Henry Paulson, along with the entire administration, continues to be optimistic about the economy. Last week the GDP number for Europe showed that Europe is definitely struggling, which helped push up the dollar against the euro later in the week. Paulson said, "Our long-term fundamentals compare favorably with other countries, and that will be reflected in the value of our currency,"
What Paulson is saying is that our economy is in the toilet, but because other nations are also struggling, we are at least holding our own. Is this what he means by having a strong dollar policy? The dollar rally last week really has nowhere to go. The dollar is briefly gaining against the euro because they are also struggling, but Europe and Asia do not have a negative saving rate and a declining housing market.
Their biggest problem is rising food costs, which is due to rising oil cost – which is primarily due to the weak dollar. Therefore, once they realize that the America Federal Reserve monetary policy is behind global rising food costs, they will look for other currencies to protect their wealth – and will push even harder to replace the dollar as the World Reserve Currency uses to buy/sell oil.
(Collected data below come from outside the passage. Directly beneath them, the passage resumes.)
PR #340, opened 2021-04-19
Support gas-water decks in check_swatinit

berland:
This ensures rudimentary support for GAS - WATER DATA decks (solves test code failure)

Requires Eclipse100 to test.


vkip (approved):
lgtm :)

Issue #342, opened 2021-04-21
[check_swatinit] smalll things


berland:
* Errors if EQLNUM > 1 in the grid, conflict with the default probably. ERror message occurs at the end

* is/are typo in caption in docs

* waterfall plot: when numbers are negative, the blue text is not visible on blue background

* last column in waterfall plot is not correct with large negatives.

* printing large tables to sdtout gives dots, pandas should not compress the output. fix

PR #343, opened 2021-04-22
Fix small issues with check_swatinit after user testing

berland:
Solves #342 

* Fixed palette for scatter plots
* Regenerated and almost reproducible plots in doc
* Adjust placement of annotations in volplot
* Reorder arguments in parser, for --help output
* Allow EQLNUM=1 to not exist without crash
* Ensure large dataframes are printed in full to stdout.
* Add interactive plots to pytest, not run by default
* Add SWU to output csv and notify that SWU<1 is not supported


vkip (approved):
LGTM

The World is Full of Dollars
The problem is that the world is full of dollars, as nearly two-thirds of the dollars in circulation are used outside the US. Last week’s dollar rally was not based on fundamental strength in the US economy. We still have a 9 trillion dollar national debt, 60 billion per month trade deficit, a falling housing market and consumers are swimming in debt up to their eyeballs.
The coming recession is here to stay; we haven’t turned any corners, as Paulson suggested. The government is running out of things they can do and Paulson is trying to talk us out of the recession. Talk is cheap; the facts are still in front of us. Home foreclosures are still climbing. Unemployment is still increasing and the dollar is still declining.